Cultural Understanding and Language Program (CULP)
The Department of the Army is currently developing a comprehensive strategy to define, assess, and train culture and language proficiency skills. Part of this strategy is expected to address how Cadet Command increases Cadet language learning exposure. Cultural awareness training is already incorporated into our curriculum, at LDAC, and now via many more overseas culture immersion internship opportunities. Increase number of Cadet cultural immersion opportunities using existing programs to minimize additional resource requirements. Participating Cadets develop culture awareness skills and appreciation of cultural differences and recognize potential impact on assigned missions.
Ranger challenge is considered as the varsity sport of Army ROTC. It consists of a nine-person coed team and represents the school's ROTC program in the Rocky Mountain Ranger Challenge Competition that is held in Laramie, Wyoming or at Fort Carson, Colorado each fall semester. Its purpose is to develop esprit-de-corps, technical and tactical competence, physical fitness and leadership abilities of its participants.
The competition tests cadets in weapons handling and assembly, marksmanship, one-rope bridge assembly and crossing, orienteering, hand grenade assault course, The Army Physical Fitness Test, combat patrolling or knowledge of and a ten-kilometer forced march with load bearing equipment, M16 rifle, ruck sack packed with a minimal amount of gear.
Mountain Warfare School is at Ethan Allen Firing Range, in Jericho Vermont, of the Vermont National Guard. This course is designed to teach/familiarize cadets with mountain operations. It will challenge you both physically and mentally. Training is nonstop, 16 hours per day for 14 days. It tests your physical strength by forcing you to carry a 45-65 pound rucksack for 2-5 miles a day in mountainous terrain and mentally by testing your day and night land navigation skills.
Northern Warfare School is taught at the Northern Warfare Training Center in Fort Greely, Alaska. The course is designed to familiarize selected cadets with the skills required for movement in mountainous terrain and cold regions during summer months. Emphasis is placed on basic military mountaineering skills and river operations on the inland waterways. A cadet obtains a slot in Northern Warfare School by virtue of his/her performance during the school year. The battalion usually receives 0-1 slots per year. Only the most qualified and motivated cadets will be selected to attend the course.
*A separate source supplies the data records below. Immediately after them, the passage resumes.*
PR #1753, opened 2022-07-13
ci: move buildkite to new datavis agent queue

nickofthyme:
Move all buildkite jobs to `datavis-n2-2` agent `queue`.


nickofthyme:
Yeah the pipeline upload step is configured in https://buildkite.com/elastic/datavis-ci/steps. I updated that to the new `queue` just now.

markov00 (approved):

PR #1760, opened 2022-07-20
ci: fix skip logic for dependabot

nickofthyme:
## Summary

When `dependabot` and others, update a PR it could update only the `yarn.lock` and not the touch the `package.json`. This fix triggers the step checks correctly in such a case. Also the `minimatch` options ignore dot paths (i.e. `.buildkite/`) by default, this now respects changes to dot paths by default.


markov00 (approved):
Looks sensible, thanks!

PR #1765, opened 2022-07-28
fix(time): render correctly 0-24 hourly clock

markov00:
## Summary

When rendering a multi-layer time axis with ticks every hour, the formatted, that should use a 24 hours representation, is showing the hours with the following sequence:  22 - 23 - 24 - 01 - 02 - 03 etc as seen in the screenshot below
Screenshot 2022-07-28 at 14 46 55

This is caused by the way `Intl.DateTimeFormat` handles the configured option `hour12:false`. After researching a bit, it looks like we can replace that with the `hourCycle: h23` that represent the hours from 00:00 to 23:59.

Screenshot 2022-07-28 at 14 47 44

To test it you can use the following URL locally: [storybook](http://localhost:9001/?path=/story/area-chart--timeslip&globals=theme:light&knob-Bin%20width%20in%20ms%20(0:%20none%20specifed)=0&knob-Minor%20grid%20lines=true&knob-Shift%20time=0&knob-Stretch%20time=2.4&knob-Time%20zoom=120&knob-layerCount=3) or replace the host with the one from this hosted storybook

## Details

See https://stackoverflow.com/questions/65604554/intl-datetimeformat-returns-an-hour-over-24 and https://developer.mozilla.org/en-US/docs/Web/JavaScript/Reference/Global_Objects/Intl/DateTimeFormat

### Checklist


monfera (approved):
Nice solution!

PR #1782, opened 2022-08-10
feat(tooltip): pinned tooltip with actions

### LINKED ISSUE #1857: Cursor remains visible while brushing
**Describe the issue**

When brushing is enabled and the tooltip is set to snap the cursor line or band is visible while brushing.

#### Line

Screen Recording 2022-11-01 at 12 44 00 PM

#### Bar

Screen Recording 2022-11-01 at 12 45 25 PM

nickofthyme:
## Summary

Adds sticky tooltip interaction whenever `Tooltip.actions` are defined. See demo story [here](https://ech-e2e-ci--pr-1782-tvisv7qq.web.app/?path=/story/interactions--brush-selection-tool-on-time-charts&globals=theme:light).

Features:
- Right-click to stick tooltip
- Select series on stuck tooltip
- Disables stickiness for empty tooltips
- trigger stickiness from tooltip actions or flag
- trigger actions with selected series
- global click listener to dismiss pinned tooltip
- Clear pinned tooltip on resize, <kbd>esc</kbd> or outside click
- limit scroll height to 5 items
- scroll nearest elements into view

Chart types with context menu:

- [x] `cartesian charts` [story example](https://ech-e2e-ci--pr-1782-aq31oo2m.web.app/?path=/story/components-tooltip--cartesian-charts)
- [x] `partition charts` - [story example](https://ech-e2e-ci--pr-1782-aq31oo2m.web.app/?path=/story/components-tooltip--partition-charts)
- [x] `heatmap` - [story example](https://ech-e2e-ci--pr-1782-aq31oo2m.web.app/?path=/story/components-tooltip--heatmap-chart)
- [x] `flamegraph` - [story example](https://ech-e2e-ci--pr-1782-aq31oo2m.web.app/?path=/story/components-tooltip--flamegraph)

TODOs (moved to https://github.com/elastic/elastic-charts/issues/1859)
- [x] Configure what is passed back to user (heatmap & flame)
- [x] Block tooltip render when brushing (xy)
- [ ] Define if we need a different prompt if no actions are available but you can pin the tooltip to show all series.
 

https://user-images.githubusercontent.com/19007109/185769263-d0e4b4c1-ffb4-49e4-9963-0944c74e2cb1.mp4

## Testing in kibana

To test against this PR on kibana update the `package.json` to point to the `tooltip-actions-dist` branch.

```jsonc
// package.json
{
  "dependencies": {
    "@elastic/charts": "https://gitpkg.now.sh/nickofthyme/elastic-charts/packages/charts?tooltip-actions-dist"
  }
}
```

Then run bootstrap with `--no-validate` flag...

```
yarn kbn bootstrap --no-validate
```

See kibana example/testing/demo at https://github.com/elastic/kibana/pull/141503

## Details

Modifies the `interactions` redux state to add tooltip stuck/selection state and account for the stuck state and disable existing interactions like drag and click while stuck.

The <kbd>esc</kbd> option to cancel the brush interaction was added a while ago but was a little loose when adding and removing the keyboard event listeners.

> I have noticed that some of the tooltip interactions are tightly coupled to the redux store/selectors. This might become problematic as we are adding event listeners within `packages/charts/src/components/chart_container.tsx` that may not be implemented inside the reducers. For example, we had a `keyup` listener that was added but the reducer that it triggers may not actually do any logic.
> 
> We should have a better way to communicate interactions to the component that does not require as much redundant checks or logic.

### Scroll into view demo

https://user-images.githubusercontent.com/19007109/187324616-175be9cb-d09c-40e1-bde0-3c2341313983.mp4

This feature works by scrolling to the first highlighted tooltip value. Some improvements on this logic could be...

- Some type of collapsing on groups for charts with hierarchical structures to always show highlighted values.
- Collapse values in between until tooltip is pinned.
- Currently the order of tooltip items is arbitrary but if we change this to be nearest-first we could have a better interaction. Currently, the closest is not element is not always scrolled to view, as seen at the end of the recording above where the cursor is closest to the line point but the bar values is focused.
- Shuffle the items to allow showing all highlighted values. Might be a bad idea

### Issues

fix #1857

### Checklist


monfera (commented):
Nice work! It's a WIP so all these below may be on your list already:

There are some statefulness issues, for example:
- activating the tooltip, then, as the next step, trying to activate it elsewhere just clears the pinned tooltip
- even after clearing (right-click on another bar) it's not possible to pin the tooltip, it requires that the mouse first be moved, probably to populate x/y values (right-click DOM interactions also pass on coordinates, so I think there should be no requirement for a mousemove)
- activating the tooltip, then left-clicking on another bar (or pretty much anything else, except, apparently, the Esc key or another right-click tooltip activation attempt) doesn't clear the pinned tooltip

It'd feel odd to maintain the pinned status if the user clicks (eg. left-clicks) elsewhere. A click is a strong expression of intent, whether activating something else or cancelling a current modality. Our interaction design for this should be such that it's super easy to get out of the pinned mode. So, starting with "literally everything gets the user out of pinned mode" then remove hover from that list (I think only a subsequent hover should leave the tooltip pinned)

Wondering if the pinned tooltip needs the common ☒ button on the top of the tooltip as another means for cancellation. While also observing Fitts law (ie. the unpin hotspot can/should be larger than the visible ☒ or pin symbol)

(Maybe it's done already) It'd also be great to link to an interaction design document. The current way doesn't just pin the tooltip, it in effect establishes a strong, new modality that overrides everything. Worth comparing it to the more fleeting persistence of such tooltips in Tableau. In any case, it's worth making interaction design choices explicit, and supported with comparisons and arguments

Minor: I'd also rename the PR, because it's more of a pinned thing than a sticky one, and whether the "tooltip" has actions or not is secondary, so I'd just call it "pinned tooltip" or similar. "Sticky" also has the issue that its past participle is "stuck" and that has other connotations (unwanted behavior, like a stuck button)

markov00:
Agree with Robert, this only partially is related to the tooltip, this is more a [contextual menu](https://developer.mozilla.org/en-US/docs/Web/API/Element/contextmenu_event) than a sticky/pinned tooltip.

For the interaction/cancellation/clearing it should behave exactly as a right-click context menu in the browser: if you click elsewhere or in one item of the menu,  the menu will disappear immediately

monfera (changes requested):
I'd like to ask for a refinement in interaction design, the context menu should be more fleeting. Examples:
- I hit the escape key, nothing happens (should clear the thing, I think on any key but definitely on escape, as users expect that, even outside accessibility)
- I can resize the chart area and the tooltip remains (should clear)
- I can visit other browser tabs and applications, interact there and it remains (should clear)

The current concept has unsolved aspects of interaction design, which is expected as the PR is itself also the prototype (may or may not be the most efficient this way). For example, the user can pin the floating, modal context view (it's not a tooltip or a context menu, and I prefer truthful names) and it remains there indefinitely. But the association with the data weakens. It's not obvious which data point the context view relates to. For example, a little arrow triangle at the appropriate part of the context view perimeter could more persistently link the context view to the data point.

I'm also interested in the accessibility concept for this. As it's quite novel, it's not exactly trivial. It'd be great to prototype that before the functionality is released, as there's some chance that the accessibility concept will alter the baseline interaction design. It does not need to be in this PR, just designed before release.

I also got an error when pinning and then trying to scroll with the scrollbar between the chart area and the right-side storybook panel (I wanted to test if scrolling clears the thing): 
image

Another issue seems to be related to the fact that canvas resizing is minimized, to avoid thrashing the GL and Canvas2d contexts 60/120 times a second, it's much more expensive than a simple rerender. This chart resizes the canvases in 256 pixel increments. Upon resize, the context view remains in place, losing its adjacency with the data point, then jumps at once when the 256 pixel canvas resize threshold is reached. Though this could be preempted by the above ask of making it more fleeting, such as removing the context view upon resize.

There's also an avoidable warning when pinning:
image

packages/charts/src/chart_types/flame_chart/internal_chart_state.ts
```diff
@@ -31,7 +31,12 @@ export class FlameState implements InternalChartState {
   getLegendExtraValues = () => new Map<SeriesKey, LegendItemExtraValues>();
   getPointerCursor = () => DEFAULT_CSS_CURSOR;
   getTooltipAnchor = () => ({ x: 0, y: 0, width: 0, height: 0 });
-  isTooltipVisible = () => ({ visible: false, isExternal: false });
+  isTooltipVisible = () => ({
+    visible: false,
+    isExternal: false,
+    displayOnly: false,
+  });
+
```
monfera, line 39: Nit, this "null value" would fit in one line, blending in with the rest of the file, which is intentionally devoid of real content, all these initial values aren't super informative anyway

packages/charts/src/chart_types/flame_chart/flame_chart.tsx
```diff
@@ -6,7 +6,7 @@
  * Side Public License, v 1.
```
nickofthyme, line 6: > - activating the tooltip, then, as the next step, trying to activate it elsewhere just clears the pinned tooltip
> - even after clearing (right-click on another bar) it's not possible to pin the tooltip, it requires that the mouse first be moved, probably to populate x/y values (right-click DOM interactions also pass on coordinates, so I think there should be no requirement for a mousemove)
> - activating the tooltip, then left-clicking on another bar (or pretty much anything else, except, apparently, the Esc key or another right-click tooltip activation attempt) doesn't clear the pinned tooltip

These are all good points, I updated the code to fix them or add these interactions.

packages/charts/src/chart_types/flame_chart/flame_chart.tsx
```diff
@@ -6,7 +6,7 @@
...
  */
```
nickofthyme, line 8: > modal context view (it's not a tooltip or a context menu, and I prefer truthful names) - @monfera 

> this only partially is related to the tooltip, this is more a [contextual menu](https://developer.mozilla.org/en-US/docs/Web/API/Element/contextmenu_event) than a sticky/pinned tooltip @markov00 

What's the significance of the naming of here? For all intents and purposes it just an extension of our tooltip regardless of the trigger. We are not opening a modal we are pinning/freezing/(insert synonymous verb here) the existing tooltip.

Is this naming for external purposes or internal as well?

nickofthyme, line 8: > It's not obvious which data point the context view relates to. For example, a little arrow triangle at the appropriate part of the context view perimeter could more persistently link the context view to the data point.

This is a good _point_ but I think this decision falls on @gvnmagni, that can be added in a later PR

nickofthyme, line 8: > I'm also interested in the accessibility concept for this. As it's quite novel, it's not exactly trivial. It'd be great to prototype that before the functionality is released, as there's some chance that the accessibility concept will alter the baseline interaction design. It does not need to be in this PR, just designed before release.

There is currently no accessibility related geoms to even trigger the tooltip. As far as accessibility when the tooltip is open we can improve that with help from the accessibility peeps.

nickofthyme, line 8: > I also got an error when pinning and then trying to scroll with the scrollbar between the chart area and the right-side storybook panel (I wanted to test if scrolling clears the thing):

Yeah this is related to the `scrollIntoView` logic that sounds like we are going to remove for a different approach.

nickofthyme, line 8: > Another issue seems to be related to the fact that canvas resizing is minimized, to avoid thrashing the GL and Canvas2d contexts 60/120 times a second, it's much more expensive than a simple rerender. This chart resizes the canvases in 256 pixel increments. Upon resize, the context view remains in place, losing its adjacency with the data point, then jumps at once when the 256 pixel canvas resize threshold is reached. Though this could be preempted by the above ask of making it more fleeting, such as removing the context view upon resize.

This is beyond my understanding, we could zoom about this and find a solution.

nickofthyme, line 8: > activating the tooltip, then, as the next step, trying to activate it elsewhere just clears the pinned tooltip

This is as designed, as we demoed the chrome context menu. When you open the context menu, then click somewhere else no action is taken requiring a second `click`, or whatever, before it applies that action.

nickofthyme, line 8: > even after clearing (right-click on another bar) it's not possible to pin the tooltip, it requires that the mouse first be moved, probably to populate x/y values (right-click DOM interactions also pass on coordinates, so I think there should be no requirement for a mousemove)

@markov00 what do you think about this?

Basically should we activate the hover when the tooltip is unpinned, or wait for the user to move their mouse?

Screen Recording 2022-09-22 at 07 44 40 AM

nickofthyme, line 8: > It'd feel odd to maintain the pinned status if the user clicks (eg. left-clicks) elsewhere. A click is a strong expression of intent, whether activating something else or cancelling a current modality. Our interaction design for this should be such that it's super easy to get out of the pinned mode. So, starting with "literally everything gets the user out of pinned mode" then remove hover from that list (I think only a subsequent hover should leave the tooltip pinned)

Yup good points, we changed this to be easily dismissible and less _strong_ 💪🏼 .

nickofthyme, line 8: > Wondering if the pinned tooltip needs the common ☒ button on the top of the tooltip as another means for cancellation. While also observing Fitts law (ie. the unpin hotspot can/should be larger than the visible ☒ or pin symbol)

This was decided as not necessary

nickofthyme (commented):
@monfera thanks for the reviews, here's some direct replies to your comments.

packages/charts/src/chart_types/flame_chart/internal_chart_state.ts
nickofthyme: See f7b05f6

packages/charts/src/chart_types/flame_chart/flame_chart.tsx
nickofthyme: A similar interaction is used in the current flame chart for `click` action. Notice when you click the chart focuses the selected element but the cursor lands on a value and the position is not updated until the cursor is moved.

Screen Recording 2022-09-22 at 10 20 45 AM

markov00: I think we should separate the concept, and consider tooltip only what is visible at hover and we can call context menu what we call now pinned tooltip.
In the long run that pinnet tooltip could be a real context menu that appear when you click on an axis, on a title, on a white space and this is no longer a tooltip, but a real menu.

markov00: IMHO when you are inspecting and using a BI tool you never stop your mouse from moving. It could annoy someone for now, but is definitely a minimal defect for now.
I've double-checked the standard OS behaviour and what happens is:
- if you click a button/link when a context menu is open, the button/link doesn't trigger
- if you right-click on a different place when you already have a context menu open then the context menu just moves to the new right-clicked position
- if you have a context menu is open and you move over a section/button/link/image with a default onHover behavior (like show a tooltip) the tooltip is shown when you click there and make the context menu disappear.

We probably should follow that behavior, but for now, I will put this adjustment as one of the last items on the priority list

markov00: No necessary, exactly, this is a non standard  behaviour for context menu.

packages/charts/src/components/tooltip/components/tooltip_wrapper.tsx
```diff
@@ -9,22 +9,76 @@
...
+      return (
+        <button
+          className="echTooltip__action"
+          key={i}
+          title={typeof reason === 'string' ? reason : undefined}
+          disabled={Boolean(reason)}
+          onClick={() => {
+            onTooltipPinned(false, true);
+            // timeout used to close tooltip before calling action
+            setTimeout(onSelect, 0, selected);
```
markov00, line 57: If I'm not wrong the `onSelect` takes 2 arguments, the selected and the all items array.
ESLint is also shouting on that line

packages/charts/src/chart_types/heatmap/state/selectors/tooltip.ts
```diff
@@ -63,6 +66,7 @@ export const getTooltipInfoSelector = createCustomCachedSelector(
             value: `${shape.datum.y}`,
             formattedValue: spec.yAxisLabelFormatter(shape.datum.y),
             datum: shape.datum,
+            displayOnly: true,
```
markov00, line 69: By default this and the X value should be selectable and the cell value not.

Since both axes' values don't have a color we can probably use something like a neutral color. In @gvnmagni's animations the filters are just actions on the values directly and nothing was selectable, but in this first step we can just have them selectable
Screenshot 2022-09-23 at 18 34 26

packages/charts/src/chart_types/flame_chart/flame_chart.tsx
```diff
@@ -487,29 +576,65 @@ class FlameComponent extends React.Component<FlameProps> {
...
+  };
+
+  private handleContextClick = (e: MouseEvent) => {
+    e.preventDefault(); // prevent browser context menu
+
+    window.addEventListener('keyup', this.handleKeyUp);
+    window.addEventListener('click', this.handleContextClose);
+    window.addEventListener('visibilitychange', this.handleContextClose);
+
+    this.onTooltipPinned(!this.tooltipPinned);
```
markov00, line 611: I think we should mark the tooltip pinned only if we are over a node, if not it cause an issue:
if you try to click on a white area, the tooltip doesn't appear anymore until you press esc or click somewhere

packages/charts/src/chart_types/flame_chart/flame_chart.tsx
```diff
@@ -368,40 +402,84 @@ class FlameComponent extends React.Component<FlameProps> {
...
+
+  private unpinTooltip(redraw = false) {
+    this.pinnedPointerX = NaN;
+    this.pinnedPointerY = NaN;
+    this.tooltipPinned = false;
+    this.tooltipSelectedSeries = [];
+    this.updateHoverIndex();
+    if (redraw) {
+      this.smartDraw();
+    }
```
markov00, line 420: I see the pain of rewriting this logic :(

packages/charts/src/components/tooltip/components/tooltip_table_body.tsx
```diff
@@ -37,18 +47,45 @@ export const TooltipTableBody = <D extends BaseDatum = Datum, SI extends SeriesI
...
+  const scrollToTarget = debounce((i) => {
+    const target = tableBodyRef.current?.querySelector(`#${getRowId(i)}`);
+    if (!target) return;
+    target.scrollIntoView({ behavior: 'smooth', block: 'center', inline: 'start' });
+  }, 100);
+  useEffect(() => {
+    if (!ready || targetRowIndex === -1 || props.pinned) return;
+    scrollToTarget(targetRowIndex);
+  }, [scrollToTarget, ready, targetRowIndex, props.pinned]);
+
```
markov00, line 64: We should get rid of this and use the other visibility method defined:
- show up to 5 series
- if more then 5, then show only the highlighted ones (up to 5)
- everything else is shown in the context menu

This mean that the context menu is available not only if there are actions but also if there are more then 5 series

nickofthyme: Yes working on this now.

I think _five_ is arbitrary since the items can overflow and increase the height size of each row independently.

image

gvnmagni: good point

packages/charts/src/chart_types/flame_chart/flame_chart.tsx
gvnmagni: I genuinely lack some context I'm afraid! 😄

packages/charts/src/components/tooltip/components/tooltip_wrapper.tsx
nickofthyme: See 06cc1ac

flash1293:
It seems like if there is a custom tooltip bit, it won't render the "right click to stick" message anymore:
Screenshot 2022-09-29 at 18 18 25

It still works though:
Screenshot 2022-09-29 at 18 18 29


Maybe I'm using it wrong

nickofthyme:
@flash1293 Nope you are correct, I am working on adding support for the `customTooltip` option.

flash1293:
Not sure whether this is some kind of bug with my way of loading this branch, but the actions are not typed: 
Screenshot 2022-09-30 at 09 15 45

flash1293:
I tested a bit more and the current api is a bit limiting. There can only be one set of actions for a chart no matter what value the user clicked. This is an assumption that holds true most of the time, but not necessarily always.

Also due to this setup it's not possible to only fetch some information if the user is actually opening the tooltip which might be necessary at some point (we could work around it right now, but not forever) - for example we might want to disable an action if a certain saved object is created already, but we need to check with an additional request. We can only send this request if the user actually pinned the tooltip - right now there is no place to do this

What I'm suggesting is instead of a prop which takes a list of actions, having a prop which takes a component to render the actions on its own

e.g. like this:
old:
```
  actions: {[ label: "abc", onSelect: (values) => handleClick(values) ]}
```

new:

```
import { TooltipAction } from '@elastic/charts';

function TooltipActions(values) {
  useEffect(() => {
    // some async stuff
  })
  return <>
    <TooltipAction label="abc" onClick={() => handleClick(values)}>
  <>
}

// ...
actions: {TooltipActions}
```

it will also come in handy later for having more sophisticated interactivity in there instead of just a list of links to click (I remember some mockups with mini-forms in there).

Let me know what you think.

packages/charts/src/chart_types/flame_chart/flame_chart.tsx
nickofthyme: @gvnmagni I think the ask here is should we have a carrot UI on the tooltip to point to the selected element(s).

Image 2022-10-11 at 4 19 52 PM

packages/charts/src/components/tooltip/components/tooltip_table_body.tsx
nickofthyme: Fixed by UI to truncate values until pinned to a fixed height and configurable number of max elements, this would default to 5 (+ ½) items in the tooltip.

nickofthyme:
@monfera I'm getting an issue where pinning the tooltip then quickly clicking outside of the chart, causes the chart to go blank on the next render and following renders.

Screen Recording 2022-10-11 at 05 10 44 PM

I believe it is somehow related to `contextRestoreHandler` specifically the code in the `setTimeout` below. Increasing this timeout makes it easier to trigger the blank chart (i.e. time to pin and blur chart). Any thoughts on why this maybe the case?

https://github.com/elastic/elastic-charts/blob/accb50a790c1785c8b691e66f52587a88611dd66/packages/charts/src/chart_types/flame_chart/flame_chart.tsx#L1192-L1195

markov00:
> 98f5436

Hey @nickofthyme this https://github.com/elastic/elastic-charts/pull/1782/commits/98f5436fafacba186c1a582b53f89b1e1816c045 should solve the issue. You where registering a mousemove listener when handling the context menu click. This cause the `handleMouseDragMove` to be called making the glitch to appear. You can better reproduce the problem by right-click on a node and by dragging outside the context menu.

nickofthyme:
@gvnmagni These changes are nearly code complete, just fixing up the code checks and doing a final check on screenshots. Please take a look at let me know if there are any changes you'd like to make. I am missing a few colors for the dark mode namely the tooltip hover highlighter color and the action text color. If they are the same that's fine just want to make sure as the figma colors don't match any of the eui color values [here](https://eui.elastic.co/#/theming/colors/values).

nickofthyme:
buildkite update vrt

gvnmagni:
Thank you Nick! I believe @markov00 is already working on both the colors and will be fixed soon!

gvnmagni (approved):

nickofthyme:
buildkite update vrt

nickofthyme:
buildkite update vrt

packages/charts/src/components/tooltip/components/_tooltip.scss
```diff
@@ -223,10 +148,7 @@ $tableRowHoverSelectedColor: tintOrShade($euiFocusBackgroundColor, 0, 10%);
     position: relative;
 
     &--highlighted {
-      .echTooltip__tableCell:not(.echTooltip__colorCell),
-      .echTooltip__colorCell .echTooltip__colorStrip--spacer {
-        background-color: transparentize($euiColorLightShade, 0.5);
-      }
+      background-color: transparentize($euiColorLightShade, 0.5);
```
nickofthyme, line 151: This does not work because the `__tableRow` has `display: contents` for sizing the grid columns. So it must be applied to the children.

```suggestion
      .echTooltip__tableCell:not(.echTooltip__colorCell),
      .echTooltip__colorCell .echTooltip__colorStrip--spacer {	
        background-color: transparentize($euiColorLightShade, 0.5);	
      }
```

markov00:
> ## Deployments - [f4d0656](https://github.com/elastic/elastic-charts/commit/f4d065613cede38c85797c5214ddccb1f8b5c7a5)
> * Storybook ([link](https://ech-e2e-ci--pr-1782-aq31oo2m.web.app))
> * e2e server ([link](https://ech-e2e-ci--pr-1782-aq31oo2m.web.app/e2e))
> * Playwright report ([link](https://ech-e2e-ci--pr-1782-aq31oo2m.web.app/e2e-report))

The changes on the VRTs from master looks good to me and only related to:
- the added tooltip border
- a tooltip rendered with the prompt if the list of values where too long

markov00:
buildkite update screenshots

nickofthyme:
buildkite update vrt

nickofthyme:
buildkite update vrt

nickofthyme:
buildkite test this

nickofthyme:
buildkite test this

nickofthyme:
buildkite update vrt

nickofthyme:
buildkite update vrt

nickofthyme:
buildkite update vrt

packages/charts/src/chart_types/flame_chart/flame_chart.tsx
markov00: moved to https://github.com/elastic/elastic-charts/issues/1859

markov00: added to https://github.com/elastic/elastic-charts/issues/1859

packages/charts/src/chart_types/flame_chart/flame_chart.tsx
markov00: done

packages/charts/src/chart_types/flame_chart/flame_chart.tsx
markov00: added to https://github.com/elastic/elastic-charts/issues/1859

markov00 (changes requested):
Everything looks good expect for the fact that the `control+click` on mac doesn't works as expected. It initially pins the tooltip but a subsequent mouse movement will unpin the tooltip.
`control+click` should follow the same behaviour of the `secondary click` on mac (usually the two finger click)

nickofthyme:
> Everything looks good expect for the fact that the `control+click` on mac doesn't works as expected. It initially pins the tooltip but a subsequent mouse movement will unpin the tooltip. `control+click` should follow the same behaviour of the `secondary click` on mac (usually the two finger click)

Good catch, fixed in 0367fed

markov00 (approved):
Everything looks good to me, amazing work Nick!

Nurse Summer Training Program (NSTP)
Cadets with an Academic Major of Nursing are the only Cadets eligible to apply for this program. Cadets are assigned to Army Medical Facilities both in the continental United States (CONUS) and outside the continental United States (OCONUS) including Europe. NSTP provides nursing Cadets with opportunities to develop and practice leadership in a clinical environment. Cadets work side-by-side with an Army Nurse Corps Officer preceptor. To qualify, Cadets must submit an application packet through their Brigade Nurse counselor to the Cadet Command Chief Nurse. Cadets applying for this program must be certified in Basic Cardiac Life Support (BCLS- Provider level) and certification may not expire prior to the completion of NSTP training.
Cadet Troop Leadership Training (CTLT)
Cadet Troop Leadership Training is an optional program for MSIII cadets during the summer following completion of LDAC. This three week CONUS or 4 week OCONUS program trains Cadets in lieutenant positions with active Army and Reserve component units. Assignments are available in nearly all branches and with units worldwide.